Franchisors are basically offering a business opportunity to potential franchisees that allows the franchisee to use the franchisor’s trademark while operating their own independent business. To reduce the chances of exploitation by franchisors, the Federal Trade Commission adopted the Franchise Rule in 1979. The key requirement of this rule is the Franchise Disclosure Document (“FDD”), which calls for mandatory disclosure of extensive information to potential franchisees about the franchise purchase, the potential for success, and the risk of loss, among other things. The Franchise Rule helps protect franchisees against misleading practices and/or incomplete information prior to signing a franchise agreement.
What’s Included in a Franchise Disclosure Document?

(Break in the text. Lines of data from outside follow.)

PR #7458, opened 2026-07-13
[OPIK-6904] Add ClickHouse partition-health observability metrics

thiagohora:
## Details

Adds ClickHouse partition-health observability so the new gauges are live and validated before table partitioning lands. A config-gated Quartz job (disabled by default) polls `system.parts` and the lightweight-delete mask and publishes `opik.clickhouse.partition.*` OpenTelemetry gauges. It follows the existing retention observability jobs: a distributed lock keeps a single instance polling per interval and clears its snapshot on losing the lock, so exactly one series is reported per `(table, partition)` and aged-out partitions drop cleanly from Prometheus.

- Metrics: partition count per table, per-partition size on disk, largest active part, parts, rows, last activity, and LWD-masked rows.
- Works on the current unpartitioned tables (one `partition_id = 'all'` series per table) and fans out to real per-partition series once partitioning lands — no code change.
- The masked-row query requires the backend's read-write ClickHouse user (`apply_deleted_mask = 0` is a per-query setting a `readonly = 1` user cannot set); it is `priority`- and `max_execution_time`-bounded so it can never contend with query load.

## Change checklist
- [x] User facing
- [ ] Documentation update

## Issues

- Resolves #
- OPIK-6904

## AI-WATERMARK

AI-WATERMARK: yes

- Tools: Claude Code
- Model(s): Claude Opus 4.8
- Scope: DAO, Quartz job, config wiring, and integration test authored with Claude Code; SQL scan cost profiled against a live environment.
- Human verification: Reviewed by the author; profiled the masked-row scan against a live environment (largest table ~1.3s, single low-priority poll per interval) and confirmed the read-write-user requirement for `apply_deleted_mask`.

## Testing

- `mvn -o compile` and `mvn -o test-compile` — pass.
- `ClickHousePartitionMetricsDAOTest` (new integration test): seeds traces through the API, asserts the `system.parts` aggregation, then lightweight-deletes a subset and asserts the DAO's masked-row count matches ClickHouse ground truth. Runs in CI (local resource-test bootstrap is environment-flaky).
- Profiled the masked-row scan (full `_row_exists` column read) against a live environment to size the poll cost and confirm the `readonly=1` limitation.
- Job is disabled by default (`PARTITION_METRICS_ENABLED=false`); no behavior change until explicitly enabled.

## Documentation

Config documented inline in `config.yml`; metric semantics documented in the DAO and job Javadoc.

### DIFF
--- a/apps/opik-backend/config.yml
+++ b/apps/opik-backend/config.yml
@@ -1037,7 +1037,7 @@ partitionMetrics:
   # Poll interval in seconds (default 5 min). Min 30, max 3600.
   intervalSeconds: ${PARTITION_METRICS_INTERVAL_SECONDS:-300}
   # Tables scanned for lightweight-deleted (masked) rows. Comma-separated env override.
-  lwdTables: ${PARTITION_METRICS_LWD_TABLES:-[traces, spans]}
+  lwdTables: ${PARTITION_METRICS_LWD_TABLES:-traces,spans}
 
 # LLM providers client configuration
 llmProviderClient:
--- a/apps/opik-backend/config.yml
+++ b/apps/opik-backend/config.yml
@@ -1030,6 +1030,15 @@ retention:
     # Earliest date for catch-up cursor start (service launch date)
     serviceStartDate: ${RETENTION_CATCH_UP_SERVICE_START_DATE:-2024-09-01}
 
+# ClickHouse partition-health observability (OPIK-6904). Polls system.parts + the LWD mask and
+# publishes opik.clickhouse.partition.* gauges. A distributed lock keeps a single instance polling.
+partitionMetrics:
+  enabled: ${PARTITION_METRICS_ENABLED:-false}
+  # Poll interval in seconds (default 5 min). Min 30, max 3600.
+  intervalSeconds: ${PARTITION_METRICS_INTERVAL_SECONDS:-300}
+  # Tables scanned for lightweight-deleted (masked) rows. Comma-separated env override.
+  lwdTables: ${PARTITION_METRICS_LWD_TABLES:-[traces, spans]}
+
 # LLM providers client configuration
 llmProviderClient:
   # Default: 3
--- a/apps/opik-backend/config.yml
+++ b/apps/opik-backend/config.yml
@@ -1034,8 +1034,8 @@ retention:
 # publishes opik.clickhouse.partition.* gauges. A distributed lock keeps a single instance polling.
 partitionMetrics:
   enabled: ${PARTITION_METRICS_ENABLED:-false}
-  # Poll interval in seconds (default 5 min). Min 30, max 3600.
-  intervalSeconds: ${PARTITION_METRICS_INTERVAL_SECONDS:-300}
+  # Poll interval (default 5 min). Min 30s, max 1h.
+  interval: ${PARTITION_METRICS_INTERVAL:-5m}
   # Tables scanned for lightweight-deleted (masked) rows. Comma-separated env override.
   lwdTables: ${PARTITION_METRICS_LWD_TABLES:-traces,spans}
 
--- a/apps/opik-backend/src/main/java/com/comet/opik/api/resources/v1/jobs/ClickHousePartitionMetricsJob.java
+++ b/apps/opik-backend/src/main/java/com/comet/opik/api/resources/v1/jobs/ClickHousePartitionMetricsJob.java
@@ -57,16 +57,15 @@ public class ClickHousePartitionMetricsJob extends Job implements InterruptableJ
     private static final AttributeKey<String> PARTITION_KEY = stringKey("partition");
 
     private record Snapshot(List<PartitionStat> partitionStats, List<LwdStat> lwdStats) {
+        private static final Snapshot EMPTY = new Snapshot(List.of(), List.of());
     }
-
-    private static final Snapshot EMPTY = new Snapshot(List.of(), List.of());
 
     private final ClickHousePartitionMetricsDAO partitionMetricsDAO;
     private final LockService lockService;
     private final PartitionMetricsConfig config;
 
     private final AtomicBoolean interrupted = new AtomicBoolean(false);
-    private final AtomicReference<Snapshot> snapshot = new AtomicReference<>(EMPTY);
+    private final AtomicReference<Snapshot> snapshot = new AtomicReference<>(Snapshot.EMPTY);
 
     private final LongCounter runCounter;
 
@@ -124,11 +123,13 @@ public class ClickHousePartitionMetricsJob extends Job implements InterruptableJ
             return;
         }
 
-        Mono<Void> refresh = Mono
+        // Deferred so the DAO calls (and their query rendering) run only once the lock is held —
+        // bestEffortLock subscribes to this Mono only after acquiring the permit.
+        Mono<Void> refresh = Mono.defer(() -> Mono
                 .zip(partitionMetricsDAO.getPartitionStats(),
                         partitionMetricsDAO.getLwdRowCounts(config.getLwdTables()))
                 .doOnNext(this::updateSnapshot)
-                .then();
+                .then());
 
         try {
             lockService.bestEffortLock(
@@ -137,7 +138,7 @@ public class ClickHousePartitionMetricsJob extends Job implements InterruptableJ
                     Mono.fromRunnable(() -> {
                         log.debug(
                                 "ClickHouse partition metrics: another instance holds the poll lock, clearing snapshot");
-                        snapshot.set(EMPTY);
+                        snapshot.set(Snapshot.EMPTY);
                         runCounter.add(1, Attributes.of(stringKey("result"), "skipped_lock"));
                     }),
                     config.getInterval(),
--- a/apps/opik-backend/src/main/java/com/comet/opik/api/resources/v1/jobs/ClickHousePartitionMetricsJob.java
+++ b/apps/opik-backend/src/main/java/com/comet/opik/api/resources/v1/jobs/ClickHousePartitionMetricsJob.java
@@ -1,10 +1,10 @@
 package com.comet.opik.api.resources.v1.jobs;
 
-import com.comet.opik.domain.ClickHousePartitionMetricsDAO;
-import com.comet.opik.domain.ClickHousePartitionMetricsDAO.LwdStat;
-import com.comet.opik.domain.ClickHousePartitionMetricsDAO.PartitionStat;
 import com.comet.opik.infrastructure.PartitionMetricsConfig;
 import com.comet.opik.infrastructure.lock.LockService;
+import com.comet.opik.infrastructure.metrics.ClickHousePartitionMetricsDAO;
+import com.comet.opik.infrastructure.metrics.ClickHousePartitionMetricsDAO.LwdStat;
+import com.comet.opik.infrastructure.metrics.ClickHousePartitionMetricsDAO.PartitionStat;
 import io.dropwizard.jobs.Job;
 import io.opentelemetry.api.GlobalOpenTelemetry;
 import io.opentelemetry.api.common.AttributeKey;
@@ -30,6 +30,7 @@ import java.util.Map;
 import java.util.Set;
 import java.util.concurrent.atomic.AtomicBoolean;
 import java.util.concurrent.atomic.AtomicReference;
+import java.util.function.ToLongFunction;
 
 import static com.comet.opik.infrastructure.lock.LockService.Lock;
 import static io.opentelemetry.api.common.AttributeKey.stringKey;
@@ -80,6 +81,7 @@ public class ClickHousePartitionMetricsJob extends Job implements InterruptableJ
 
         Meter meter = GlobalOpenTelemetry.get().getMeter("opik.clickhouse");
 
+        // Aggregated one series per table (partition count is the only non-per-partition metric).
         meter.gaugeBuilder("opik.clickhouse.partition.count").ofLongs()
                 .setDescription("Number of active partitions per table")
                 .buildWithCallback(measurement -> {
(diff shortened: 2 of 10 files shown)


apps/opik-backend/src/main/java/com/comet/opik/api/resources/v1/jobs/ClickHousePartitionMetricsJob.java
```diff
@@ -0,0 +1,187 @@
...
+        if (interrupted.get()) {
+            log.info("ClickHouse partition metrics job interrupted before execution, skipping");
+            return;
+        }
+
+        Mono<Void> refresh = Mono
+                .zip(partitionMetricsDAO.getPartitionStats(),
+                        partitionMetricsDAO.getLwdRowCounts(config.getLwdTables()))
+                .doOnNext(this::updateSnapshot)
+                .then();
```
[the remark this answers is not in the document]
thiagohora: Fixed in f7c30c8. The `getLwdRowCounts()` arm is now wrapped in `.onErrorResume(...)` which logs a warning and degrades to an empty list, so `Mono.zip` still completes with fresh `system.parts` data and `updateSnapshot` runs. The reliable partition-health gauges refresh even if the LWD mask scan fails; the LWD gauges simply stop reporting until the next successful poll (same "empty = stop reporting" semantics as lock loss).

apps/opik-backend/src/main/java/com/comet/opik/infrastructure/PartitionMetricsConfig.java
```diff
@@ -0,0 +1,54 @@
...
+
+    /**
+     * Comma-separated tables to scan for lightweight-deleted (LWD-masked) rows via
+     * {@code SELECT count() WHERE _row_exists = 0 SETTINGS apply_deleted_mask = 0}. Restricted to
+     * the high-volume append/delete tables to avoid scanning small config tables every cycle.
+     *
+     * <p>Stored as a scalar rather than a YAML list so it binds cleanly from a comma-separated
+     * environment override (Dropwizard substitutes {@code ${...}} into the raw YAML before parsing,
+     * so a comma-separated env value cannot bind to a {@code List}). {@link #getLwdTables()} splits,
+     * trims and drops blanks; individual names are validated as plain identifiers at the point of
```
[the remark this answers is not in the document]
thiagohora: This looks like a false positive from line-by-line reading. The word "via" is not dangling — the sentence continues on the next line: "...tables to scan for lightweight-deleted (LWD-masked) rows via `SELECT count() WHERE _row_exists = 0 SETTINGS apply_deleted_mask = 0`." It renders as one complete sentence in the Javadoc.

apps/opik-backend/src/main/java/com/comet/opik/api/resources/v1/jobs/ClickHousePartitionMetricsJob.java
```diff
@@ -0,0 +1,198 @@
...
+
+        this.runCounter = meter
+                .counterBuilder("opik.clickhouse.partition_metrics.run")
+                .setDescription("Number of partition-health metric poll runs, tagged by result")
+                .build();
+    }
+
+    @Override
+    public void doJob(JobExecutionContext context) {
+        if (interrupted.get()) {
```
andrescrz, line 121: I believe you're missing the enabled check here. Not a blocker as handled at service start up (guicey lifecycle event).

apps/opik-backend/src/main/java/com/comet/opik/api/resources/v1/jobs/ClickHousePartitionMetricsJob.java
```diff
@@ -0,0 +1,198 @@
...
+@Slf4j
+@DisallowConcurrentExecution
+public class ClickHousePartitionMetricsJob extends Job implements InterruptableJob {
+
+    private static final Lock RUN_LOCK = new Lock("clickhouse:partition_metrics_lock");
+
+    private static final AttributeKey<String> TABLE_KEY = stringKey("table");
+    private static final AttributeKey<String> PARTITION_KEY = stringKey("partition");
+
+    private record Snapshot(List<PartitionStat> partitionStats, List<LwdStat> lwdStats) {
```
andrescrz, line 62: Nit: define builder (with to builder) and favour its usage over constructors.

apps/opik-backend/src/main/java/com/comet/opik/api/resources/v1/jobs/ClickHousePartitionMetricsJob.java
```diff
@@ -0,0 +1,198 @@
...
+
+        try {
+            lockService.bestEffortLock(
+                    RUN_LOCK,
+                    refresh,
+                    Mono.fromRunnable(() -> {
+                        log.debug(
+                                "ClickHouse partition metrics: another instance holds the poll lock, clearing snapshot");
+                        snapshot.set(Snapshot.EMPTY);
+                        runCounter.add(1, Attributes.of(stringKey("result"), "skipped_lock"));
```
andrescrz: Minor: superflous counters. The job is not suppose to run here if we had a proper quartz configuration (backed by MySQL) instead of a best effort one with Redis. In addition, it can skew the metrics with 0 measurements. I'd rather remove this.

apps/opik-backend/src/main/java/com/comet/opik/api/resources/v1/jobs/ClickHousePartitionMetricsJob.java
```diff
@@ -0,0 +1,198 @@
...
+                    }),
+                    config.getInterval(),
+                    Duration.ZERO,
+                    true) // holdUntilExpiry: exactly one instance polls per interval
+                    .block();
+        } catch (Exception e) {
+            log.error("ClickHouse partition metrics poll failed", e);
+            runCounter.add(1, Attributes.of(stringKey("result"), "error"));
+        }
```
andrescrz: This should likely be handled on the reactive chain instead, with onErrorResume.

apps/opik-backend/src/main/java/com/comet/opik/api/resources/v1/jobs/ClickHousePartitionMetricsJob.java
```diff
@@ -0,0 +1,198 @@
...
+            ToLongFunction<LwdStat> extractor) {
+        meter.gaugeBuilder(name).ofLongs()
+                .setDescription(description)
+                .buildWithCallback(measurement -> snapshot.get().lwdStats()
+                        .forEach(stat -> measurement.record(extractor.applyAsLong(stat),
+                                attributes(stat.table(), stat.partition()))));
+    }
+
+    @Override
+    public void interrupt() {
```
andrescrz, line 200: This interruption logic is missing interrupting the reactive subscription as well.

apps/opik-backend/src/main/java/com/comet/opik/infrastructure/metrics/ClickHousePartitionMetricsDAO.java
```diff
@@ -0,0 +1,157 @@
...
+    }
+
+    Mono<List<PartitionStat>> getPartitionStats();
+
+    Mono<List<LwdStat>> getLwdRowCounts(List<String> tables);
+}
+
+@Slf4j
+@Singleton
+class ClickHousePartitionMetricsDAOImpl implements ClickHousePartitionMetricsDAO {
```
andrescrz, line 46: You'll need to validate that our regular user has permissions on all this system tables for a typical deployment (prod-like with Kubernetes and standard user provisioning). I'm not completely sure about this.

apps/opik-backend/src/main/java/com/comet/opik/infrastructure/metrics/ClickHousePartitionMetricsDAO.java
```diff
@@ -0,0 +1,157 @@
...
+     * an injection vector.
+     */
+    private static final String LWD_ROWS_SQL = """
+            SELECT
+                _partition_id AS partition_id,
+                toInt64(count()) AS lwd_rows
+            FROM <table>
+            WHERE _row_exists = 0
+            GROUP BY _partition_id
+            SETTINGS apply_deleted_mask = 0, max_execution_time = 30, priority = 100, log_comment = '<log_comment>'
```
andrescrz, line 95: Same about these settings, not sure if the user can change them. You'll need to test and validate before moving deploying and before enabling.

apps/opik-backend/src/main/java/com/comet/opik/infrastructure/PartitionMetricsConfig.java
```diff
@@ -0,0 +1,54 @@
...
+
+import java.time.Duration;
+import java.util.Arrays;
+import java.util.List;
+
+@Data
+public class PartitionMetricsConfig {
+
+    @JsonProperty
+    private boolean enabled = false;
```
andrescrz: Better remove all the defaults from the Java code and leave only the ones from the config yaml files. So we keep a single source of truth for them. They are all either primitives or validated as not-null, so they will always exists.

apps/opik-backend/src/main/java/com/comet/opik/infrastructure/PartitionMetricsConfig.java
```diff
@@ -0,0 +1,54 @@
...
+
+    /**
+     * How often the partition-health poll runs (seconds). The poll reads {@code system.parts}
+     * metadata plus a lightweight {@code _row_exists} mask scan per LWD table; on a large cluster
+     * a full cycle costs a few seconds and a few GiB of highly compressible column reads, so 5 min
+     * is a safe default. A distributed lock ensures a single instance polls per interval.
+     */
+    @JsonProperty
+    @Min(30) @Max(3600) private int intervalSeconds = 300;
```
andrescrz: Better as Duration type. Range seems good (5 minutes default, 30s min and 1h max)., so keep validations.(

apps/opik-backend/src/main/java/com/comet/opik/infrastructure/PartitionMetricsConfig.java
```diff
@@ -0,0 +1,54 @@
...
+
+    /** Derived: interval between polls. */
+    public Duration getInterval() {
+        return Duration.ofSeconds(intervalSeconds);
+    }
+
+    /** Derived: the parsed, trimmed, blank-free list of LWD tables. */
+    public List<String> getLwdTables() {
+        return Arrays.stream(lwdTables.split(","))
+                .map(String::trim)
```
andrescrz: Nit: better strip instead of trim.

apps/opik-backend/src/test/java/com/comet/opik/infrastructure/metrics/ClickHousePartitionMetricsDAOTest.java
```diff
@@ -0,0 +1,191 @@
...
+        });
+
+        // Lightweight-delete a subset and assert the DAO's masked-row count matches ClickHouse
+        // ground truth (cross-checking the DAO SQL rather than an exact physical-row count keeps
+        // the assertion robust to ReplacingMergeTree duplicates).
+        int toDelete = 5;
+        var idList = traceIds.stream().limit(toDelete)
+                .map(id -> "'%s'".formatted(id))
+                .toList();
+        execute("DELETE FROM traces WHERE id IN (%s)".formatted(String.join(",", idList)));
```
andrescrz: The trace deletion endpoint already uses lightweight delete. Why not using that instead of a direct query? That way, we always assert the intended production behaviour.

apps/opik-backend/config.yml
```diff
@@ -1051,6 +1030,15 @@ retention:
     # Earliest date for catch-up cursor start (service launch date)
     serviceStartDate: ${RETENTION_CATCH_UP_SERVICE_START_DATE:-2024-09-01}
 
+# ClickHouse partition-health observability (OPIK-6904). Polls system.parts + the LWD mask and
+# publishes opik.clickhouse.partition.* gauges. A distributed lock keeps a single instance polling.
+partitionMetrics:
```
andrescrz, line 1035: Please propagate to the config test yaml file as well, following the usual conventions (same comments except if something differs, no env vars).

andrescrz (commented):
Let's iterate on the feedback before moving forward.

apps/opik-backend/src/main/java/com/comet/opik/api/resources/v1/jobs/ClickHousePartitionMetricsJob.java
thiagohora: The job is not registered if disabled

apps/opik-backend/src/main/java/com/comet/opik/api/resources/v1/jobs/ClickHousePartitionMetricsJob.java
thiagohora: Done in c18640cacf — `Snapshot` now carries `@Builder(toBuilder = true)` and both the `EMPTY` sentinel and `updateSnapshot` build via the builder.

apps/opik-backend/src/main/java/com/comet/opik/api/resources/v1/jobs/ClickHousePartitionMetricsJob.java
thiagohora: Done in c18640cacf — removed the `run` `LongCounter` and all its `.add(...)` calls. Poll health is now visible from the gauges themselves (a failed/skipped poll clears the snapshot, so the series go stale/empty).

apps/opik-backend/src/main/java/com/comet/opik/api/resources/v1/jobs/ClickHousePartitionMetricsJob.java
thiagohora: Done in c18640cacf — replaced the try/catch around `.block()` with reactive `onErrorResume` and a fire-and-forget `subscribe()` on `boundedElastic`, mirroring `AlertProjectMigrationJob`.

apps/opik-backend/src/main/java/com/comet/opik/api/resources/v1/jobs/ClickHousePartitionMetricsJob.java
thiagohora: Done in c18640cacf — the subscription `Disposable` is held in an `AtomicReference` and `interrupt()` now disposes the in-flight poll (and `doFinally` clears it). Also added an `interrupted` guard inside the deferred refresh.

apps/opik-backend/src/main/java/com/comet/opik/infrastructure/PartitionMetricsConfig.java
thiagohora: Done in c18640cacf — dropped the Java field defaults; `config.yml` (with env fallbacks) is now the single source of truth, and the block is mirrored into `config-test.yml`.

apps/opik-backend/src/main/java/com/comet/opik/infrastructure/PartitionMetricsConfig.java
thiagohora: Done in c18640cacf — `interval` is now an `io.dropwizard.util.Duration` with `@MinDuration(30s)`/`@MaxDuration(1h)`, matching `AlertProjectMigrationConfig`. Config value is `5m`; the scheduler/lock consume it via `.toJavaDuration()`.

apps/opik-backend/src/main/java/com/comet/opik/infrastructure/PartitionMetricsConfig.java
thiagohora: Done in c18640cacf — `getLwdTables()` now uses `String::strip` instead of `trim`.

apps/opik-backend/src/test/java/com/comet/opik/infrastructure/metrics/ClickHousePartitionMetricsDAOTest.java
thiagohora: Done in c18640cacf — the test now deletes traces through `traceResourceClient.deleteTrace(...)` (the prod endpoint, which issues a lightweight delete) instead of a direct `DELETE` query. The removed `execute` helper was dropped.

apps/opik-backend/config.yml
thiagohora: Done in c18640cacf — the `partitionMetrics` block is now in `config-test.yml` too, with literal values and no env-var substitution.

apps/opik-backend/src/main/java/com/comet/opik/infrastructure/metrics/ClickHousePartitionMetricsDAO.java
thiagohora: Good call — this is a pre-cutover validation item, not a code change. The job runs as the backend's read-write ClickHouse user (the same one used for inserts), so it should already have SELECT on `system.parts`, but I'll confirm the grant explicitly against the prod CH user before flipping `enabled=true`. The job stays `enabled: false` by default until that check passes.

apps/opik-backend/src/main/java/com/comet/opik/infrastructure/metrics/ClickHousePartitionMetricsDAO.java
thiagohora: Same validation track as the `system.parts` grant: `apply_deleted_mask=0`, `max_execution_time`, `priority` and `log_comment` are per-query settings that a `readonly=1` user can't override (Code 164). The javadoc on `LWD_ROWS_SQL` documents this requirement. I'll verify the prod read-write user can set them before enabling; until then the job is off by default.

andrescrz (approved):
LGTM, thanks for addressing all the feedback.

apps/opik-backend/src/main/java/com/comet/opik/infrastructure/PartitionMetricsConfig.java
```diff
@@ -0,0 +1,52 @@
...
+    /**
+     * How often the partition-health poll runs. The poll reads {@code system.parts} metadata plus a
+     * lightweight {@code _row_exists} mask scan per LWD table; on a large cluster a full cycle costs
+     * a few seconds and a few GiB of highly compressible column reads, so 5 min is a safe default.
+     * A distributed lock ensures a single instance polls per interval.
+     */
+    @NotNull @JsonProperty
+    @MinDuration(value = 30, unit = TimeUnit.SECONDS)
+    @MaxDuration(value = 1, unit = TimeUnit.HOURS)
+    private Duration interval;
```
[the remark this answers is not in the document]
thiagohora: The mechanism is real — with the Java defaults gone and `partitionMetrics` being `@Valid @NotNull`, the block must supply `interval` and `lwdTables` or startup validation fails, even when `enabled: false`. But this isn't a regression in practice, and re-adding Java defaults would undo the "config.yml is the single source of truth" change requested earlier in this review:

- Opik ships one canonical `config.yml` baked into the image, which always includes the block with env-var fallbacks (`interval: ${PARTITION_METRICS_INTERVAL:-5m}`, `lwdTables: ${PARTITION_METRICS_LWD_TABLES:-traces,spans}`). Operators override individual values via env vars; they don't ship a YAML that drops whole blocks, so `interval`/`lwdTables` are never null at startup.
- `config-test.yml` now carries the block too, so tests validate cleanly.
- This matches the established sibling convention: `alertProjectMigration` is likewise `@Valid @NotNull` with no Java-side defaults (it's a record), relying on `config.yml` to provide every field. Same trade-off, intentionally consistent.

So no change needed — the "safe defaults" now live in `config.yml` (the single source of truth) rather than in Java.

The FDD is the most-important requirement of the Franchise Rule, and it must be provided to any potential franchisee at least 14 days before a franchise agreement is signed. In the FDD, the franchisor must disclose extensive, detailed information about the franchisor’s business, purchasers of a franchise, fees that will be due to the franchisor, copies of the franchise agreement and any other agreement, and other matters. The FDD requires these disclosures in 23 different categories:
- The Franchisor, and any Parent Entities, Predecessors, and Affiliates
- The Franchisor’s Business Experience
- Current and Past Litigation
- Bankruptcy (within the past ten years)
- Initial Fees for the Franchise Purchase
- Other Fees Related to Purchasing or Owning the Franchise
- Estimated Initial Investment
- Restrictions on Sources of Products and Services
- Franchisee’s Obligations
- Financing (if offered)
- Franchisor’s Assistance, Advertising, Computer Systems, and Training
- Territory Covered by the Franchise Purchase
- Trademark Identification, Licensing, and Use
- Patents, Copyrights, and Proprietary Information
- Obligation to Participate in Actual Operation of the Franchise Business
- Restrictions on What the Franchisee May Sell
- Renewal, Termination, Transfer, and Dispute Resolution
- Compensation to Any Public Figure Associated with the Trademark or Franchise
- Financial Performance Representations
- Number of Outlets and Franchisee Information
- Financial Statements
- Copies of Franchise Agreements
- Acknowledgment of Receipt of FDD
FDDs can be quite lengthy—often around 400 pages—and the potential franchisee should scrutinize the information provided carefully. Although some experienced franchisees may not need to consult an attorney, the best approach for first-time and less experienced franchisees is to consult with an attorney about the legal perspective. Potential franchisees may also want to consult an accountant or other business advisor.
Conclusion
Owning a franchise provides franchisees with the opportunity to own a business and succeed in that business. But running a franchise operation also requires knowledge and experience as well as business and legal savvy. The length and detail of the FDD is intended to provide business people interested in purchasing a franchise with full disclosure of downside risks and the upside potential of owning a franchise. For those who are new to owning a franchise or running a business, the best approach is to discuss the FDD with an attorney before signing a franchise agreement.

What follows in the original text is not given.